▼▼▼
PR #4612, opened 2025-07-29
NFDIV-4849 Allow LA to make service decision on Alternative Service application

pallavijustice:
### Change description ###

Enter a description.

https://tools.hmcts.net/jira/browse/NFDIV-4849


src/main/java/uk/gov/hmcts/divorce/legaladvisor/event/LegalAdvisorMakeServiceDecision.java
```diff
@@ -167,14 +173,23 @@ public AboutToStartOrSubmitResponse<CaseData, State> aboutToSubmit(
...
                 }
             }
         }
 
         log.info("ServiceApplication decision. End State is {} Due date is {}", endState, caseDataCopy.getDueDate());
 
         log.info("Sending ServiceApplicationNotification case ID: {}", details.getId());
-        if (endState != ServiceAdminRefusal) {
+        if (endState != ServiceAdminRefusal
+            && !(ALTERNATIVE_SERVICE.equals(serviceApplication.getAlternativeServiceType()) && serviceApplication.isApplicationGranted())) {
```
adamg-hmcts, line 192: Did they want this condition to be left in, as I noticed we've updated the service application granted notification?

src/main/java/uk/gov/hmcts/divorce/legaladvisor/event/LegalAdvisorMakeServiceDecision.java
```diff
@@ -167,14 +173,23 @@ public AboutToStartOrSubmitResponse<CaseData, State> aboutToSubmit(
                         DEEMED_SERVICE_REFUSED,
                         SERVICE_REFUSAL_TEMPLATE_ID);
                     endState = AwaitingAos;
+                } else if (ALTERNATIVE_SERVICE.equals(serviceApplication.getAlternativeServiceType())) {
+                    generateAndSetOrderToDeemedOrDispenseDocument(
```
adamg-hmcts, line 177: Nit: It would be good to update this method name and the variable names within the method, to show it's not only for deemed and dispensed

src/main/java/uk/gov/hmcts/divorce/legaladvisor/event/LegalAdvisorMakeServiceDecision.java
pallavijustice: Yes. When an alternative service application is granted, thee ticket asked to push the case into "General Consideration Complete" and not generate the granted_document or send any notification.

I updated the template since it was harmless but could be used in case we want to send notification later.

PR #5179, opened 2026-07-10
NFDIV-4265 Identify unused docmosis templates

BWeeks-JusticeGovUK:
https://tools.hmcts.net/jira/browse/NFDIV-4265


src/integrationTest/resources/application-integration.yaml
```diff
@@ -0,0 +1,171 @@
+spring:
```
adamg-hmcts, line 1: Thinking it would be good to have a consistent approach for configuration of the functionals and contract tests, with an application-functional.yaml and application-contract.yaml

BWeeks-JusticeGovUK: Makes sense to me - I've updated the config for functional and contract tests.

adamg-hmcts (approved):

PR #5186, opened 2026-07-14
NFDIV-5633 - Delete General Referral Event

pallavijustice:
### Change description ###

Enter a description.

https://tools.hmcts.net/jira/browse/NFDIV-5633


src/main/java/uk/gov/hmcts/divorce/caseworker/event/CaseworkerDeleteGeneralReferral.java
```diff
@@ -0,0 +1,122 @@
...
+import static uk.gov.hmcts.divorce.divorcecase.model.UserRole.SOLICITOR;
+import static uk.gov.hmcts.divorce.divorcecase.model.UserRole.SUPER_USER;
+import static uk.gov.hmcts.divorce.divorcecase.model.access.Permissions.CREATE_READ_UPDATE;
+
+@Slf4j
+@Component
+@RequiredArgsConstructor
+public class CaseworkerDeleteGeneralReferral implements CCDConfig<CaseData, State, UserRole> {
+    public static final String CASEWORKER_DELETE_GENERAL_REFERRAL = "delete-general-referral";
+    private static final String DELETE_GENERAL_REFERRAL = "Delete general referral";
```
adamg-hmcts: We use "Reject" as the verb for other deletions such as general referral and service application. An advantage would be that they appear next to each other in the event list.

Was the event name requested by Fubara?

src/main/java/uk/gov/hmcts/divorce/divorcecase/model/GeneralApplication.java
```diff
@@ -58,10 +58,10 @@ public class GeneralApplication {
     private LocalDateTime generalApplicationReceivedDate;
 
     @CCD(
-        label = "General application referral date"
+        label = "General application referred on"
```
adamg-hmcts: We should be able to set searchable to false for this field, unless it will be used in a cron or search filter?

pallavijustice: Will do

src/main/java/uk/gov/hmcts/divorce/caseworker/event/CaseworkerDeleteGeneralReferral.java
pallavijustice: Fubara hasn't mentioned the event specifically apart from the line below
"When a caseworker selects the delete referral event".

I think we could name it with "Reject" as you suggested.

adamg-hmcts (approved):

PR #422, opened 2023-04-19
Adding check process to alignment at apply pars time

briochh:
Adding additional data store during add pars and checking against as apply pars time. 

Hopefully should catch misalignment of`index_cols` when applying pars.

Caveat: might cause unexpected failures... may need refining.


pyemu/utils/pst_from.py
```diff
@@ -968,7 +968,7 @@ def _par_prep(
                         sep = " "
                         if rel_filepath.suffix.lower() == ".csv":
                             sep = ","
-                if df.columns.is_integer():
+                if pd.api.types.is_integer_dtype(df.columns):  # df.columns.is_integer(): # really!???
```
jtwhite79, line 971: yikes!

jtwhite79 (approved):
Looks good to me.  I think having this check will help identify bugs sooner...

pyemu/utils/pst_from.py
briochh: vile ey?

briochh: https://github.com/pandas-dev/pandas/issues/50042

Issue #433, opened 2023-05-31
Restarting pestpp-glm from pyemu


Paszka1:
Is it possible to restart an accidentally interupted parallel pestpp-glm inversion from pyemu, or not? I.e., I would like to avoid restarting from the command line as I'm not sure how to reuse the existing workers.

mnfienen:
Hey @Paszka1 - I'm afraid if you have to restart an interrupted run, you have to restart the workers from scratch.

I will experiment a bit with adding the option to include the restart `/r` string to the command call in `start_workers()` though

mnfienen:
ok @Paszka1  - there's a pull request in on the develop branch that should allow restarting using `start_workers`. It will require specifying `restart=True` and `reuse_master=True`. You can see the status of the pull request on the link above and give it a try.

PR #434, opened 2023-05-31
(feat) adding restart option to os_utils.start_workers()

mnfienen:
Simple `restart` flag added to `os_utils.start_workers()` that adds `/r` to the call string only for the master if `restart==True`. Else no difference in behavior (default `restart=False`.

I couldn't find a good test to include this in within the autotest suite, but I did confirm it works on a simple problem and restarts properly.

Addressing #433


briochh:
Sorry @mnfienen, backlogged. I don't see any reason why this wouldn't work, thoughts @jtwhite79?

mnfienen:
I went ahead and accepted this one....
▲▲▲
» PROBLEM TO SOLVE
Scan the data above for the word "ServiceAdminRefusal" and report every line where it is found.

» SOLUTION TO THE PROBLEM
-        if (endState != ServiceAdminRefusal) {
+        if (endState != ServiceAdminRefusal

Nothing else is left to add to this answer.